======== DATA SUPPLIED ========

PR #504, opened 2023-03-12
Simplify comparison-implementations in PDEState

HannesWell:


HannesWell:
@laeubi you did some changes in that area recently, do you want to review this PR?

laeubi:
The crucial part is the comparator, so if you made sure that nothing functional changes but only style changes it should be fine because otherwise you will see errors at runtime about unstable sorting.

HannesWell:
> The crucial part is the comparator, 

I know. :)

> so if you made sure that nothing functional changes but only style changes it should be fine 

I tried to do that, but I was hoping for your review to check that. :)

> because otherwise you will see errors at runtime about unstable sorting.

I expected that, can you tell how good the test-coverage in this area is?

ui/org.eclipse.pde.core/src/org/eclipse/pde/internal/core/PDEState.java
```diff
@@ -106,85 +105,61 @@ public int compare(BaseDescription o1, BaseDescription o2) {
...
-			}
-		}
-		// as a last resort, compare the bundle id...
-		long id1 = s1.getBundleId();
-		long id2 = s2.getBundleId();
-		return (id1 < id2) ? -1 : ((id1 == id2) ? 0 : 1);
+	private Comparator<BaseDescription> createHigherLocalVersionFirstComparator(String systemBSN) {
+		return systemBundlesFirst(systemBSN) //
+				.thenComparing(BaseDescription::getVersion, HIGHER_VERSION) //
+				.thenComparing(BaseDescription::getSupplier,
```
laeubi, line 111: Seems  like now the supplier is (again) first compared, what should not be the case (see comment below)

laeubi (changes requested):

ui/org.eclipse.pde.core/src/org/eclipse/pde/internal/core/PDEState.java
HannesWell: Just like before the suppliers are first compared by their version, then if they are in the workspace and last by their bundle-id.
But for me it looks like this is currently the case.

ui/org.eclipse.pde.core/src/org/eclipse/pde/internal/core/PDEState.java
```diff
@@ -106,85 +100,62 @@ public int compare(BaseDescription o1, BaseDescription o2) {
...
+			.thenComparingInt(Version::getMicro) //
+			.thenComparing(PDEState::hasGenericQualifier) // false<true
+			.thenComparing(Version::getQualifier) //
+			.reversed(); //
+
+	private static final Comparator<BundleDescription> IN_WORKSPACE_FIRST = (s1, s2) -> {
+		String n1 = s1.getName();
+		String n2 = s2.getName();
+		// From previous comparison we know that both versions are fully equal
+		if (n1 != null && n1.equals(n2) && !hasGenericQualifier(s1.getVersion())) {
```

========
======== DATA SUPPLIED ========

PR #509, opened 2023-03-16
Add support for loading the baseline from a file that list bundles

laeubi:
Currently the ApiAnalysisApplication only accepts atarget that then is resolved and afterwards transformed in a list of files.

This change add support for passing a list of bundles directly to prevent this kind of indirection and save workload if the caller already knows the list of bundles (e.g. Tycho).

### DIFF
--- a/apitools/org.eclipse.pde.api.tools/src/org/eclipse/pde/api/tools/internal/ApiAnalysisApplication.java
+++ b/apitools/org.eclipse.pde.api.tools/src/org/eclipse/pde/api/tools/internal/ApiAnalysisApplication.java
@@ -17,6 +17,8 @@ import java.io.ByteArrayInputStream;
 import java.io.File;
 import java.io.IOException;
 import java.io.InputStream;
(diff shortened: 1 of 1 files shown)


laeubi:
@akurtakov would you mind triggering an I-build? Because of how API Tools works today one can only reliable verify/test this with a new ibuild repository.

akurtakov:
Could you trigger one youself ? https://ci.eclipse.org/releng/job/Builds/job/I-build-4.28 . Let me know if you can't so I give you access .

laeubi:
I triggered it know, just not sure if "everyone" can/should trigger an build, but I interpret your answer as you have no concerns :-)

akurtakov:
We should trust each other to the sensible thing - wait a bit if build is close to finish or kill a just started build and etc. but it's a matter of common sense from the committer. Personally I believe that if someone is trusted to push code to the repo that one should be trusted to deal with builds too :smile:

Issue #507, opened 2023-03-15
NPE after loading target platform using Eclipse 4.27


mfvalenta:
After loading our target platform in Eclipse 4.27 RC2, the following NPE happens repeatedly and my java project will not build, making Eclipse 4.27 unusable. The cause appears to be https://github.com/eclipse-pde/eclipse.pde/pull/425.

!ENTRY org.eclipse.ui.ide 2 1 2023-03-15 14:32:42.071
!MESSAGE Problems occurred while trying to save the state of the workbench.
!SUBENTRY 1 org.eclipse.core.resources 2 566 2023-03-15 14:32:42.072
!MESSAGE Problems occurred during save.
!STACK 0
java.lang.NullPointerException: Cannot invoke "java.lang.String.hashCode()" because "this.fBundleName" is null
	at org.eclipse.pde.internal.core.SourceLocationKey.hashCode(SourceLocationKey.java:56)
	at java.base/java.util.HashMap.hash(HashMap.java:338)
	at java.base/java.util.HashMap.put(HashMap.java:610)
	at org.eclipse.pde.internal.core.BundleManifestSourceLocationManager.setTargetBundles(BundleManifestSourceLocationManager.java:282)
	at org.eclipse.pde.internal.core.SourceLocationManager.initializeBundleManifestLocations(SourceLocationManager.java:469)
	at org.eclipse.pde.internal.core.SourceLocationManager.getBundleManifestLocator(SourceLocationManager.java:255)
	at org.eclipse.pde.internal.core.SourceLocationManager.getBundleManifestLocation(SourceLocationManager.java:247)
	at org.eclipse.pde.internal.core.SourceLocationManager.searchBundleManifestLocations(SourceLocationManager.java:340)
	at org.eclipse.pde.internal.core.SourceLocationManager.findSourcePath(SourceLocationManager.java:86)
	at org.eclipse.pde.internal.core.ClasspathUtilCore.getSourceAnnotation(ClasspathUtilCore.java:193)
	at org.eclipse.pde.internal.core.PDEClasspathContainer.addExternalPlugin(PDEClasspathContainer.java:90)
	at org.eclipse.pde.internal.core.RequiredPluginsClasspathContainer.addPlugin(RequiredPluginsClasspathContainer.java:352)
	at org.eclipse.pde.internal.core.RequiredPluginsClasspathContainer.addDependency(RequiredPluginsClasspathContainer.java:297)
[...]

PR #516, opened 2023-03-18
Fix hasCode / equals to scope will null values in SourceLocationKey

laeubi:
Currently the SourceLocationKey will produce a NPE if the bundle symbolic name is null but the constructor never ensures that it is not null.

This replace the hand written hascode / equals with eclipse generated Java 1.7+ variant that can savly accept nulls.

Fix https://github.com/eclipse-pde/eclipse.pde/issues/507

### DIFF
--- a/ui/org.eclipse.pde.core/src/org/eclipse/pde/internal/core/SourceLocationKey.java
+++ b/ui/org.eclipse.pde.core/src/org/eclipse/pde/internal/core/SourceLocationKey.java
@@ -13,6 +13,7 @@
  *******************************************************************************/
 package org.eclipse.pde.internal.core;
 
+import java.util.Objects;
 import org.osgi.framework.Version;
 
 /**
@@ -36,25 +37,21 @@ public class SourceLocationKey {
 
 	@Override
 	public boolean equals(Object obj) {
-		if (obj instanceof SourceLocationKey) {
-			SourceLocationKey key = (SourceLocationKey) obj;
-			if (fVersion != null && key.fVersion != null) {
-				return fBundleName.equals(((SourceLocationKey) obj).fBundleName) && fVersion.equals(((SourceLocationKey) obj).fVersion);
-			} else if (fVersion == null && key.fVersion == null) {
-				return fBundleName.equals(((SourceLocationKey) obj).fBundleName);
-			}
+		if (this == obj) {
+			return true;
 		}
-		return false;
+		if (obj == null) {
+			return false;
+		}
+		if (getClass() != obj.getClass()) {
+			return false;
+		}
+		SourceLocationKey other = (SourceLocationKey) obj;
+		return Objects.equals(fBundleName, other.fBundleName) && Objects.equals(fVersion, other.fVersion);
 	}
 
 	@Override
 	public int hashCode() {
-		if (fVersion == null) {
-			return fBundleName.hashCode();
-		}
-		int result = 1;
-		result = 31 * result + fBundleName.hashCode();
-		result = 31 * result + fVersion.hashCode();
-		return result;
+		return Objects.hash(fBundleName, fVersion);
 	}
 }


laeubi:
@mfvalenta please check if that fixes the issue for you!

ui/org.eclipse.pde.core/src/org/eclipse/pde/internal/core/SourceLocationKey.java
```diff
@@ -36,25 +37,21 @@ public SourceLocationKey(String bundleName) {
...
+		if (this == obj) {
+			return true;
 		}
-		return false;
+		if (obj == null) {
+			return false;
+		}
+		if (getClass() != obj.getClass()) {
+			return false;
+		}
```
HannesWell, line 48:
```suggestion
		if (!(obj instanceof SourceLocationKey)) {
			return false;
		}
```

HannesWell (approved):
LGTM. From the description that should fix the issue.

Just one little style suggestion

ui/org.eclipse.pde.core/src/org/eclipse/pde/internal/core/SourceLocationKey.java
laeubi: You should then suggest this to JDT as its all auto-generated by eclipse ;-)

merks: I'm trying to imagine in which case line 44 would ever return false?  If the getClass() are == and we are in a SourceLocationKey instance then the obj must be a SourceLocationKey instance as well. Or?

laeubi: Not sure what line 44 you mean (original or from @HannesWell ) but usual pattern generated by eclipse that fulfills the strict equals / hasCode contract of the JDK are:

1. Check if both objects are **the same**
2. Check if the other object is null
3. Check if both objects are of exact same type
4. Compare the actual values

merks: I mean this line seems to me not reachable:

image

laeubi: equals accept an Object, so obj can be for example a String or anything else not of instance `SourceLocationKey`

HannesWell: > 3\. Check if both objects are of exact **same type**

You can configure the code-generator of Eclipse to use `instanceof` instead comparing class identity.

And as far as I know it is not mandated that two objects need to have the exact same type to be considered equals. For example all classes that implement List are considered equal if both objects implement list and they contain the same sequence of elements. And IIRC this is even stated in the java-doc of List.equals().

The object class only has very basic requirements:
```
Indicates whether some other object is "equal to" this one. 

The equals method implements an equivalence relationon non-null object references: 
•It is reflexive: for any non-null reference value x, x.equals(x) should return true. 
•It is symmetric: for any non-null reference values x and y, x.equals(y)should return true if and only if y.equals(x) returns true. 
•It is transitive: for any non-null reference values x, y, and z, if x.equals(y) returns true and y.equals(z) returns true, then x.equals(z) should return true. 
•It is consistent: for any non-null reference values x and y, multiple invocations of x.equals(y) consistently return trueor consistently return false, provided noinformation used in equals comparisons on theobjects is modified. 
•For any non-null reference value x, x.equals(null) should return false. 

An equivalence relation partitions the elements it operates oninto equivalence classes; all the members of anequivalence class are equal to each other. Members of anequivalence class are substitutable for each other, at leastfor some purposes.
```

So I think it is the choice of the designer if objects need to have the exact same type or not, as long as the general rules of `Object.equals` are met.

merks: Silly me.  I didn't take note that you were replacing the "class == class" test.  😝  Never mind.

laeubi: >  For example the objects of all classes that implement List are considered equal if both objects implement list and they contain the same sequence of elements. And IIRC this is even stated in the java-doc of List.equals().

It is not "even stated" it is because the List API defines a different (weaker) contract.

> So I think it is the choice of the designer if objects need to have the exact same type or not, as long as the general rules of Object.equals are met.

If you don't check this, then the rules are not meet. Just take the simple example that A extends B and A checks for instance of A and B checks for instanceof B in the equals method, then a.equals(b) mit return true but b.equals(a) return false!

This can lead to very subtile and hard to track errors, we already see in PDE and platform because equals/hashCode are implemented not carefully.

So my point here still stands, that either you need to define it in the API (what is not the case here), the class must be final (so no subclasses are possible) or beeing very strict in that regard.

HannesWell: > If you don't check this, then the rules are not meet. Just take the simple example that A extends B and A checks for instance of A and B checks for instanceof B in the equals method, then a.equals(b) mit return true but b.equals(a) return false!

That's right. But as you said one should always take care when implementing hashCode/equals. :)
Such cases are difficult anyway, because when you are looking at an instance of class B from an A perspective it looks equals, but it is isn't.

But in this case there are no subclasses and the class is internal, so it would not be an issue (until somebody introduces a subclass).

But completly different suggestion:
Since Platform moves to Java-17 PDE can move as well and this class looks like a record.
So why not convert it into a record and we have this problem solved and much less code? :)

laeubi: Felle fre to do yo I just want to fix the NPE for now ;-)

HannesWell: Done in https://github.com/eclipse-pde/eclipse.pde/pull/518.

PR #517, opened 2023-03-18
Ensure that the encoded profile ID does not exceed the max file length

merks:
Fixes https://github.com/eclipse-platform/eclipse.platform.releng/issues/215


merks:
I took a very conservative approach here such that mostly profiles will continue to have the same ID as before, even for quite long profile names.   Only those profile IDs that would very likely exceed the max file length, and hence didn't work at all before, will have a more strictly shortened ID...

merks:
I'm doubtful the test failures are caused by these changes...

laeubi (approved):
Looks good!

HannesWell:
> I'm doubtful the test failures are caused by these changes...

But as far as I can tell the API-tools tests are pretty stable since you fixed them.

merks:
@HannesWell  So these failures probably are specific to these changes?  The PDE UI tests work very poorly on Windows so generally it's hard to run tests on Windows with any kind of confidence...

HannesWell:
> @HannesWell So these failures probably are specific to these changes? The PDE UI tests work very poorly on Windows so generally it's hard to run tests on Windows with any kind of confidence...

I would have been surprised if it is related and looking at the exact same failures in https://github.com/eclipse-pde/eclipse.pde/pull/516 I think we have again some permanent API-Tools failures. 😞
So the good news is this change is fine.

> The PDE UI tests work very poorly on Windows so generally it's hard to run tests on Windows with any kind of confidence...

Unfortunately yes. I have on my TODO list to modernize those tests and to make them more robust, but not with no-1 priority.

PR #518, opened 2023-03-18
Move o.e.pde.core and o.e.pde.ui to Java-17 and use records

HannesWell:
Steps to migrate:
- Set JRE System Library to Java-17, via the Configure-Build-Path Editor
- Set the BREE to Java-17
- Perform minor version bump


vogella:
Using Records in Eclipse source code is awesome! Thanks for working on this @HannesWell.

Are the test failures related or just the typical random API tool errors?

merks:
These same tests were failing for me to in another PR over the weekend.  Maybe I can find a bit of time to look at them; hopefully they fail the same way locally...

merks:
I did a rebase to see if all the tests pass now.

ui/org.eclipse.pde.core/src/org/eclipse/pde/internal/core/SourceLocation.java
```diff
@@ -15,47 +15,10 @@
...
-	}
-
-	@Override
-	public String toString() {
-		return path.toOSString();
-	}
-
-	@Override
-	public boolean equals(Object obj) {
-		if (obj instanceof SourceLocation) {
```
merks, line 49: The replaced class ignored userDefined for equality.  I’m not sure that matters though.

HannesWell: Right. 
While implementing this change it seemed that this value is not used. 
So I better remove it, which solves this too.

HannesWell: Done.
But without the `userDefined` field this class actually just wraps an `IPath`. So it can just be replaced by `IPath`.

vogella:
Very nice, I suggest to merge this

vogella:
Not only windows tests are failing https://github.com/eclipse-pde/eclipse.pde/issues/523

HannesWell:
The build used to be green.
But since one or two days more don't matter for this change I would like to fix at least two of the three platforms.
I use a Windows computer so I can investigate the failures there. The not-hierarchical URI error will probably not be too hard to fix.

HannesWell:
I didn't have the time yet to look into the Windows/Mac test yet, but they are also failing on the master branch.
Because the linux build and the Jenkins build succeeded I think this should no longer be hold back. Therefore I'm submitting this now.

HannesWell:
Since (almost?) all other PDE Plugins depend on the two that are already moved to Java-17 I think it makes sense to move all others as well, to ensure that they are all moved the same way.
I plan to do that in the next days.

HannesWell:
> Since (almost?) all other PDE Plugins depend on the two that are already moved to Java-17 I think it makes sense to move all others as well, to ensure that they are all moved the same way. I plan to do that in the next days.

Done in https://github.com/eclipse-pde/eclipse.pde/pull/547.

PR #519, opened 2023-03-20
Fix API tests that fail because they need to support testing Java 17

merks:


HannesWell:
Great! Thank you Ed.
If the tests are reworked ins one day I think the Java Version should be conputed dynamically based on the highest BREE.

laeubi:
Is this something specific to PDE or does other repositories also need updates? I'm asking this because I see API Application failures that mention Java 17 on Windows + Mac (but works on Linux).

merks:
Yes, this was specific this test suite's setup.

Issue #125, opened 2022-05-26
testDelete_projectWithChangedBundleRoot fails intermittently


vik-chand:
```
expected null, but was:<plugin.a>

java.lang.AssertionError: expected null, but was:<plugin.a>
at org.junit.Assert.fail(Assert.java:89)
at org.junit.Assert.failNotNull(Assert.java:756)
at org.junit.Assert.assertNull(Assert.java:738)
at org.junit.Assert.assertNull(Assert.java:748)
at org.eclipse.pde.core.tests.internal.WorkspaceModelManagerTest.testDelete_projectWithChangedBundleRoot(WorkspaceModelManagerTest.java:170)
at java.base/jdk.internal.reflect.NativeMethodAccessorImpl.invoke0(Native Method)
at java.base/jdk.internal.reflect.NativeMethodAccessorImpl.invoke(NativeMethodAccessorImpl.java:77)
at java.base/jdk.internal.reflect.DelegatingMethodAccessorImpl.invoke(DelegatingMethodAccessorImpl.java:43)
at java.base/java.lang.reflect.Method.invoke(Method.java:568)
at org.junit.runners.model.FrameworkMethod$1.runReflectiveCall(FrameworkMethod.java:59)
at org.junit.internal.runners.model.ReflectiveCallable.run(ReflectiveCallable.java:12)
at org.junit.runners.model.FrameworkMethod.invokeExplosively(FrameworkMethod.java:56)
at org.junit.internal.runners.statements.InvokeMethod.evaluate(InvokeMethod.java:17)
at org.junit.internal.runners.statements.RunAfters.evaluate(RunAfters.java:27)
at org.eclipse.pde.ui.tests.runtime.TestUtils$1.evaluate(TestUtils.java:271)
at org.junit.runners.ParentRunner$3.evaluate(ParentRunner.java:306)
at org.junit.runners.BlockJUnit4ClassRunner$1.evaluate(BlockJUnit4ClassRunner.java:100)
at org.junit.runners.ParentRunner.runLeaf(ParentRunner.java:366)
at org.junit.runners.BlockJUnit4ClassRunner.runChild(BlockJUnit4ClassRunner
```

========

WORK REQUIRED:
Copy out all lines of the material above in which "tests" occurs.

TASK ANSWER:
But as far as I can tell the API-tools tests are pretty stable since you fixed them.
@HannesWell  So these failures probably are specific to these changes?  The PDE UI tests work very poorly on Windows so generally it's hard to run tests on Windows with any kind of confidence...
> @HannesWell So these failures probably are specific to these changes? The PDE UI tests work very poorly on Windows so generally it's hard to run tests on Windows with any kind of confidence...
> The PDE UI tests work very poorly on Windows so generally it's hard to run tests on Windows with any kind of confidence...
Unfortunately yes. I have on my TODO list to modernize those tests and to make them more robust, but not with no-1 priority.
These same tests were failing for me to in another PR over the weekend.  Maybe I can find a bit of time to look at them; hopefully they fail the same way locally...
I did a rebase to see if all the tests pass now.
Not only windows tests are failing https://github.com/eclipse-pde/eclipse.pde/issues/523
Fix API tests that fail because they need to support testing Java 17
If the tests are reworked ins one day I think the Java Version should be conputed dynamically based on the highest BREE.
at org.eclipse.pde.core.tests.internal.WorkspaceModelManagerTest.testDelete_projectWithChangedBundleRoot(WorkspaceModelManagerTest.java:170)
at org.eclipse.pde.ui.tests.runtime.TestUtils$1.evaluate(TestUtils.java:271)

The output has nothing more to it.